[Stored data]
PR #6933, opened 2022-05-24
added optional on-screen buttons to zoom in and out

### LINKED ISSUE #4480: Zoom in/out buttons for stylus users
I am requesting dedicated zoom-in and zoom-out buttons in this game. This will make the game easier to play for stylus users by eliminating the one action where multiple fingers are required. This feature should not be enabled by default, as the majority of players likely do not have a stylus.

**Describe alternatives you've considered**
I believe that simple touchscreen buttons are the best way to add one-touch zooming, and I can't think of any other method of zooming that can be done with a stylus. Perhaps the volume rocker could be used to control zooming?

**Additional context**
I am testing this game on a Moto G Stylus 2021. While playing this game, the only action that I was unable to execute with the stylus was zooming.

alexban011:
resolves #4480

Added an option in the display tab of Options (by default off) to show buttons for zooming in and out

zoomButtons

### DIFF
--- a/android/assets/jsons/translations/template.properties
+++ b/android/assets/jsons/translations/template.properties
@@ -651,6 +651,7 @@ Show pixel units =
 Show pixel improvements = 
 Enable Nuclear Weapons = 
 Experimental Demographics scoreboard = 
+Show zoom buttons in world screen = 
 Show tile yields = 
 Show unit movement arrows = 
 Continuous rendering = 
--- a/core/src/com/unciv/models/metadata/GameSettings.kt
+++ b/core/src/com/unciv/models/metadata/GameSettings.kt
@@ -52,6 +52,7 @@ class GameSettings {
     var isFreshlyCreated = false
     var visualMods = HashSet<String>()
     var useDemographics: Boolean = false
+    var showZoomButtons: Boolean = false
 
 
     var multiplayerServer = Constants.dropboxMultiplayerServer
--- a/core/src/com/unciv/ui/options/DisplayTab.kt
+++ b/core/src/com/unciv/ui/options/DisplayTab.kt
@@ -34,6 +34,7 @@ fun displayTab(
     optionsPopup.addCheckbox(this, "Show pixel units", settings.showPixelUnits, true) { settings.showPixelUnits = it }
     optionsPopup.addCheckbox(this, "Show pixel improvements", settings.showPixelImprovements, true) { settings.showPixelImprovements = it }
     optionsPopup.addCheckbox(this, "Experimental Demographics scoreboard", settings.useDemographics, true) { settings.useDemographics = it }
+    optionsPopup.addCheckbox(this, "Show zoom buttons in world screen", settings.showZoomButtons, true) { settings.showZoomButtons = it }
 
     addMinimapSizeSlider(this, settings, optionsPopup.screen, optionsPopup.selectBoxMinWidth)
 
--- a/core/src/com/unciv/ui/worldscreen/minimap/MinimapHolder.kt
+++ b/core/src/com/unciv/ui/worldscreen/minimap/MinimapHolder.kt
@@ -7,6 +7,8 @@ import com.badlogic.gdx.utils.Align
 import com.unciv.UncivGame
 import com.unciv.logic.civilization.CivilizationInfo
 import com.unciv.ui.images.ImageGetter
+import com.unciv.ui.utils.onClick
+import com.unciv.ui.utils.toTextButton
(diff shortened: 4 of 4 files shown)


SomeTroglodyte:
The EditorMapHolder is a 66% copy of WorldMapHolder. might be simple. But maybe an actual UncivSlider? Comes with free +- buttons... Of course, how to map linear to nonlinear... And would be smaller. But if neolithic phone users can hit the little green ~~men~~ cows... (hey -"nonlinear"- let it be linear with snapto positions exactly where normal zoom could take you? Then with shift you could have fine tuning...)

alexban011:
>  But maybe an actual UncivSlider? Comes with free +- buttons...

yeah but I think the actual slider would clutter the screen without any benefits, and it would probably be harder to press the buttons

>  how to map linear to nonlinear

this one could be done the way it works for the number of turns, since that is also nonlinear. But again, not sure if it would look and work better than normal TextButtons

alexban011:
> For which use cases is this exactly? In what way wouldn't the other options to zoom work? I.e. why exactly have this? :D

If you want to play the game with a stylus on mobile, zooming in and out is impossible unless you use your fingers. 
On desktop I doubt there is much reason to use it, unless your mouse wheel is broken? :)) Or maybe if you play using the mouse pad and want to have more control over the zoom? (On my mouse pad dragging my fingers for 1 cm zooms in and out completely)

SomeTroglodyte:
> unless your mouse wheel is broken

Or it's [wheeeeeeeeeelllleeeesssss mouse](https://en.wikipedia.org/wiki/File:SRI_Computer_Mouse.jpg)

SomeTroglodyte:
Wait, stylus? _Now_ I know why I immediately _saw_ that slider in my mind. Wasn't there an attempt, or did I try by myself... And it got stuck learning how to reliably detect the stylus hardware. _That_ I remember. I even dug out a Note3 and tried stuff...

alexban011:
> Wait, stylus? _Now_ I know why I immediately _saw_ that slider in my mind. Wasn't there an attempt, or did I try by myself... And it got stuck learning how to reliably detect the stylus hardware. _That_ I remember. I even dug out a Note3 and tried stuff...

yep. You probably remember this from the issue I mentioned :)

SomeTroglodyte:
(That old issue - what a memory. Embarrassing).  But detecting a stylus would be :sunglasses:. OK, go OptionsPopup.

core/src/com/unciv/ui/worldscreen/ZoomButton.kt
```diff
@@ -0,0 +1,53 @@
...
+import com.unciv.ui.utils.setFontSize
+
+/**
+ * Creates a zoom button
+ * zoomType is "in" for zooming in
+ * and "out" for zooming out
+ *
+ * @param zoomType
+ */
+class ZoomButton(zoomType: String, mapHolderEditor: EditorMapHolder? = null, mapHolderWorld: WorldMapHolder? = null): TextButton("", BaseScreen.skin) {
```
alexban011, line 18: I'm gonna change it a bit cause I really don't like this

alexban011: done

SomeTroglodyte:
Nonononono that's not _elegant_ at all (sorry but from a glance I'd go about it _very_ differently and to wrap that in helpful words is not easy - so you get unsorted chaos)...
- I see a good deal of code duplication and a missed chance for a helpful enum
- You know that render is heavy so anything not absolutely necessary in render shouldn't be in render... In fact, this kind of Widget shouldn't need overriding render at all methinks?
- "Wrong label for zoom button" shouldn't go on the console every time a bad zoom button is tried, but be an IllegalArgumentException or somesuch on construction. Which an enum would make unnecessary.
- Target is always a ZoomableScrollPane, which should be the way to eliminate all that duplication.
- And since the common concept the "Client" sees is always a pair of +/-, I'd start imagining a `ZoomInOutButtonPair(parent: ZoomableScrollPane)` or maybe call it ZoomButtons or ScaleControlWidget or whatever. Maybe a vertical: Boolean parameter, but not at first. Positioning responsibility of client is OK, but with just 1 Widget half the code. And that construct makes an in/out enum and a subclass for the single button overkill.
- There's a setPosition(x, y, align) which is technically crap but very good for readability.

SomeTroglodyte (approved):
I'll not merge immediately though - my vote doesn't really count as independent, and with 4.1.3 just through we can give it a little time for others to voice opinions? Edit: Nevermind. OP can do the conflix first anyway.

The task: Repeat the full set of records exactly.

Exercise output:
PR #6933, opened 2022-05-24
added optional on-screen buttons to zoom in and out

### LINKED ISSUE #4480: Zoom in/out buttons for stylus users
I am requesting dedicated zoom-in and zoom-out buttons in this game. This will make the game easier to play for stylus users by eliminating the one action where multiple fingers are required. This feature should not be enabled by default, as the majority of players likely do not have a stylus.

**Describe alternatives you've considered**
I believe that simple touchscreen buttons are the best way to add one-touch zooming, and I can't think of any other method of zooming that can be done with a stylus. Perhaps the volume rocker could be used to control zooming?

**Additional context**
I am testing this game on a Moto G Stylus 2021. While playing this game, the only action that I was unable to execute with the stylus was zooming.

alexban011:
resolves #4480

Added an option in the display tab of Options (by default off) to show buttons for zooming in and out

zoomButtons

### DIFF
--- a/android/assets/jsons/translations/template.properties
+++ b/android/assets/jsons/translations/template.properties
@@ -651,6 +651,7 @@ Show pixel units =
 Show pixel improvements = 
 Enable Nuclear Weapons = 
 Experimental Demographics scoreboard = 
+Show zoom buttons in world screen = 
 Show tile yields = 
 Show unit movement arrows = 
 Continuous rendering = 
--- a/core/src/com/unciv/models/metadata/GameSettings.kt
+++ b/core/src/com/unciv/models/metadata/GameSettings.kt
@@ -52,6 +52,7 @@ class GameSettings {
     var isFreshlyCreated = false
     var visualMods = HashSet<String>()
     var useDemographics: Boolean = false
+    var showZoomButtons: Boolean = false
 
 
     var multiplayerServer = Constants.dropboxMultiplayerServer
--- a/core/src/com/unciv/ui/options/DisplayTab.kt
+++ b/core/src/com/unciv/ui/options/DisplayTab.kt
@@ -34,6 +34,7 @@ fun displayTab(
     optionsPopup.addCheckbox(this, "Show pixel units", settings.showPixelUnits, true) { settings.showPixelUnits = it }
     optionsPopup.addCheckbox(this, "Show pixel improvements", settings.showPixelImprovements, true) { settings.showPixelImprovements = it }
     optionsPopup.addCheckbox(this, "Experimental Demographics scoreboard", settings.useDemographics, true) { settings.useDemographics = it }
+    optionsPopup.addCheckbox(this, "Show zoom buttons in world screen", settings.showZoomButtons, true) { settings.showZoomButtons = it }
 
     addMinimapSizeSlider(this, settings, optionsPopup.screen, optionsPopup.selectBoxMinWidth)
 
--- a/core/src/com/unciv/ui/worldscreen/minimap/MinimapHolder.kt
+++ b/core/src/com/unciv/ui/worldscreen/minimap/MinimapHolder.kt
@@ -7,6 +7,8 @@ import com.badlogic.gdx.utils.Align
 import com.unciv.UncivGame
 import com.unciv.logic.civilization.CivilizationInfo
 import com.unciv.ui.images.ImageGetter
+import com.unciv.ui.utils.onClick
+import com.unciv.ui.utils.toTextButton
(diff shortened: 4 of 4 files shown)


SomeTroglodyte:
The EditorMapHolder is a 66% copy of WorldMapHolder. might be simple. But maybe an actual UncivSlider? Comes with free +- buttons... Of course, how to map linear to nonlinear... And would be smaller. But if neolithic phone users can hit the little green ~~men~~ cows... (hey -"nonlinear"- let it be linear with snapto positions exactly where normal zoom could take you? Then with shift you could have fine tuning...)

alexban011:
>  But maybe an actual UncivSlider? Comes with free +- buttons...

yeah but I think the actual slider would clutter the screen without any benefits, and it would probably be harder to press the buttons

>  how to map linear to nonlinear

this one could be done the way it works for the number of turns, since that is also nonlinear. But again, not sure if it would look and work better than normal TextButtons

alexban011:
> For which use cases is this exactly? In what way wouldn't the other options to zoom work? I.e. why exactly have this? :D

If you want to play the game with a stylus on mobile, zooming in and out is impossible unless you use your fingers. 
On desktop I doubt there is much reason to use it, unless your mouse wheel is broken? :)) Or maybe if you play using the mouse pad and want to have more control over the zoom? (On my mouse pad dragging my fingers for 1 cm zooms in and out completely)

SomeTroglodyte:
> unless your mouse wheel is broken

Or it's [wheeeeeeeeeelllleeeesssss mouse](https://en.wikipedia.org/wiki/File:SRI_Computer_Mouse.jpg)

SomeTroglodyte:
Wait, stylus? _Now_ I know why I immediately _saw_ that slider in my mind. Wasn't there an attempt, or did I try by myself... And it got stuck learning how to reliably detect the stylus hardware. _That_ I remember. I even dug out a Note3 and tried stuff...

alexban011:
> Wait, stylus? _Now_ I know why I immediately _saw_ that slider in my mind. Wasn't there an attempt, or did I try by myself... And it got stuck learning how to reliably detect the stylus hardware. _That_ I remember. I even dug out a Note3 and tried stuff...

yep. You probably remember this from the issue I mentioned :)

SomeTroglodyte:
(That old issue - what a memory. Embarrassing).  But detecting a stylus would be :sunglasses:. OK, go OptionsPopup.

core/src/com/unciv/ui/worldscreen/ZoomButton.kt
```diff
@@ -0,0 +1,53 @@
...
+import com.unciv.ui.utils.setFontSize
+
+/**
+ * Creates a zoom button
+ * zoomType is "in" for zooming in
+ * and "out" for zooming out
+ *
+ * @param zoomType
+ */
+class ZoomButton(zoomType: String, mapHolderEditor: EditorMapHolder? = null, mapHolderWorld: WorldMapHolder? = null): TextButton("", BaseScreen.skin) {
```
alexban011, line 18: I'm gonna change it a bit cause I really don't like this

alexban011: done

SomeTroglodyte:
Nonononono that's not _elegant_ at all (sorry but from a glance I'd go about it _very_ differently and to wrap that in helpful words is not easy - so you get unsorted chaos)...
- I see a good deal of code duplication and a missed chance for a helpful enum
- You know that render is heavy so anything not absolutely necessary in render shouldn't be in render... In fact, this kind of Widget shouldn't need overriding render at all methinks?
- "Wrong label for zoom button" shouldn't go on the console every time a bad zoom button is tried, but be an IllegalArgumentException or somesuch on construction. Which an enum would make unnecessary.
- Target is always a ZoomableScrollPane, which should be the way to eliminate all that duplication.
- And since the common concept the "Client" sees is always a pair of +/-, I'd start imagining a `ZoomInOutButtonPair(parent: ZoomableScrollPane)` or maybe call it ZoomButtons or ScaleControlWidget or whatever. Maybe a vertical: Boolean parameter, but not at first. Positioning responsibility of client is OK, but with just 1 Widget half the code. And that construct makes an in/out enum and a subclass for the single button overkill.
- There's a setPosition(x, y, align) which is technically crap but very good for readability.

SomeTroglodyte (approved):
I'll not merge immediately though - my vote doesn't really count as independent, and with 4.1.3 just through we can give it a little time for others to voice opinions? Edit: Nevermind. OP can do the conflix first anyway.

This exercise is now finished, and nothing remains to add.